В свою последнюю осень, которая выдалась исключительно холодной, Иван вырубил в саду все деревья, пустив их на топку, а потом принялся за библиотеку.
Библиотеку Стефан сжигал, конечно, как диктовал ему его собственный вкус.
Стефану исполнился двадцать один год, но пока он писал этот роман, он повзрослел и почувствовал, что книги утратили над ним свою обаятельную власть.
По утрам, когда иней ложился на листья дикого винограда, Стефан принимался сжигать Иванову библиотеку.
Сперва Иван жег в своей печке сочинения, питавшие его отрочество: Лондона, Бальзака, Роллана, Дюма, Гюго, обоих Маннов. Из трубы вылетали, обнявшись, как духи, Паоло и Франческа, Марион де Лорм, Виолетта Валери, Луиза Лавальер, Агнесса Сорель, Корали, Эсмеральда, Дерюшетта, все эти чудные женщины, которых он любил в те мечтательные времена, когда внимание человечества еще было устремлено к нему, «посчелу».
Затем он послал в печь книги, читанные им при свете, последнем электрическом свете: Шекспира, Данте, Диккенса, Достоевского, Шестова, Толстого. «Все смешалось в доме Облонских» — Наташа Ростова и Оливер Твист, Ганечка Иволгин и Офелия, Эстелла и маленький Пип…
Как славно грелся Иван, предав огню колесницу Арджуны и все священное поле гуру, дерево Бо, Майтрейю и Катаинь, в отблесках огня, питаемого Аввакумом, Монтенем и Аристофаном, он перечитывал Гомера. Но при свете последних сжигаемых им кораблей глаза его вдруг ухватили строки книги, оставленной им напоследок: «Я вам сказываю, братия: время уже коротко, так что имеющие жен должны быть, как не имеющие; и плачущие, как не плачущие; и радующиеся, как не радующиеся; и покупающие, как не приобретающие; и пользующиеся миром сим, как не пользующиеся; ибо проходит образ мира сего».

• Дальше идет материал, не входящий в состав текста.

PR #14904, opened 2026-05-15
common/hmaps: Merge slice-valued module config into site config

### LINKED ISSUE #13869: Cascade array settings not merged from imported module

hugo v0.148.1-98ba786f2f5dca0866f47ab79f394370bcb77d2f+extended linux/amd64 BuildDate=2025-07-11T12:56:21Z VendorInfo=gohugoio

Yes

Importing a module with cascade array settings does not merge the settings with the main config, even if the main config says so via '_merge=deep' (if I understand it correctly, technically '_merge' should not be necessary here, as there are no other cascade settings, but I could be wrong).

I've created a showcase repo here: https://github.com/doompadee/hugo-cascade

I would expect that ''hugo config' reveals the imported cascade settings. There are none at all when `_merge` is missing. With `merge = deep` there are only the section identifiers present, but no settings values.

See also: #12899

Reference: <https://discourse.gohugo.io/t/unable-to-merge-cascade-config-from-theme-module/55409>

jmooring:
When a module provides a config key whose value is a slice (e.g. cascade or permalinks), and the site config declares the same key as a map with only a merge strategy marker (_merge = 'deep'), the types do not match and Params.merge silently dropped the module's value, leaving the site with no effective cascade or permalink config from the module.

Fix Params.merge so that when the destination value is an empty Params (IsZero — only the _merge key is present) and the source value is a non-Params type, the source value is used provided the user-declared merge strategy is not 'none'. This honours the explicit _merge directive regardless of the surrounding shallow-merge context.

Closes #13869

### DIFF
--- a/common/hmaps/params.go
+++ b/common/hmaps/params.go
@@ -120,6 +120,14 @@ func (p Params) merge(ps ParamsMergeStrategy, pp Params) {
 			if vvv, ok := vv.(Params); ok {
 				if pv, ok := v.(Params); ok {
 					vvv.merge(ms, pv)
+				} else if vvv.IsZero() {
+					// The existing value is an empty Params (just merge metadata)
+					// and the incoming value is a non-Params type (e.g. a slice).
+					// If the user has set an explicit non-none merge strategy,
+					// honor it by using the incoming value.
+					if s, found := vvv.GetMergeStrategy(); found && s != ParamsMergeStrategyNone {
+						p[k] = v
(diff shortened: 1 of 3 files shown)


jmooring:
The changes in https://github.com/gohugoio/hugo/pull/14883 reminded me of https://github.com/gohugoio/hugo/issues/13869, addressed by this PR... they're sort of related.

PR #14905, opened 2026-05-15
hugolib: Preserve nested leaf bundle resources on rebuild

### LINKED ISSUE #13961: erroneously building resources
Assume the following folder structure:

```
/content/_index.md
/content/a/index.md
/content/a/b/index.md
```

When building this, the **expected output** would be:

```
/index.html
/a/index.html
```

`/content/a/b/index.md` is not a valid content file, as `/content/a/index.md` already represents a leaf. This is also the behaviour, that can be observed when building the site with `hugo` (or `hugo server`).

However, if the development server (`hugo server`) is running and **a change to `/content/a/b/index.md` is made**, this will trigger a partial rebuild, that **will create** `/a/b/index.html`. This is due to hugo determining the path type based on the file name rather than the full path of the file.

Rendering `/content/a/b/index.md` can lead to variety of consequences (e.g. ending up anywhere in the output, if `url` is set) and cause a lot of confusion.

<pre>
$ hugo version
hugo v0.147.9+extended+withdeploy linux/amd64 BuildDate=unknown VendorInfo=nixpkgs
</pre>

I tested it only with the version above.

xndvaz:
## Summary

- keep server partial rebuilds rooted at the owning leaf bundle for nested changes
- preserve the full-build behavior where content below a leaf bundle is treated as bundled resources
- add a regression test for editing and adding nested content below a leaf bundle

## Details

The full content walk already has the directory context needed to classify files below a leaf bundle as resources. A server partial rebuild could start below that leaf bundle, so a changed `content/a/b/index.md` was parsed as a new leaf bundle and rendered as `/a/b/`.

This keeps the partial walk rooted at the existing leaf bundle owner for nested changes, letting the existing component filesystem resource classification apply consistently.

Fixes #13961

## Tests

- `go test ./hugolib -run TestRebuildEditNestedContentInLeafBundleIssue13961 -count=1`
- `./check.sh ./hugolib`
- `git diff --check`

I also attempted `./check.sh` locally, but repo-wide staticcheck compilation stopped with `no space left on device` before tests ran. CI should provide the full validation.

## AI Assistance

AI assistance was used to inspect the rebuild path, draft the patch, and run local validation. I reviewed the changes and test coverage before submitting.

### DIFF
--- a/hugolib/pages_capture.go
+++ b/hugolib/pages_capture.go
@@ -17,6 +17,7 @@ import (
 	"context"
 	"fmt"
 	"os"
+	"path"
 	"path/filepath"
 	"strings"
 	"sync"
@@ -152,7 +153,9 @@ func (c *pagesCollector) Collect() (collectErr error) {
 		}
 
 		for _, id := range c.ids {
-			if id.p.IsLeafBundle() {
+			if owner := c.leafBundleOwner(id.p); owner != nil {
+				collectErr = c.collectDirBelowLeafBundle(owner, id)
+			} else if id.p.IsLeafBundle() {
 				collectErr = c.collectDir(
 					id.p,
 					false,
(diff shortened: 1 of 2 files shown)


bep:
I'm closing this and assigning it to myself. This issue cannot be vibe coded. It requires a deep knowledge about the existing setup. Also, there are some non-obvious choices to be made here that isn't in the original issue.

И тут Иван понял, что это было: это действительно была не действительность, это реально была не реальность, эта жизнь не была такою по существу, этот мир был только образом!
В эти дни Иван (на самом деле — Стефан) решил: либо он мертв, а мир жив, либо никакого мира на самом деле не было, а был Иван, который долго не мог родиться сам в себе, то есть сделаться живым…
Наступила зима, отлетел первый пух декабря, валькириями провыли вьюги января, а в начале тихого, притаившегося в ожидании какой-то неведомой добычи февраля Стефан вместе с Иваном отложили все свои дела и оба углубились в спасенную ими из огня книгу, которую им помешали дочитать страшные события ледяного начала марта.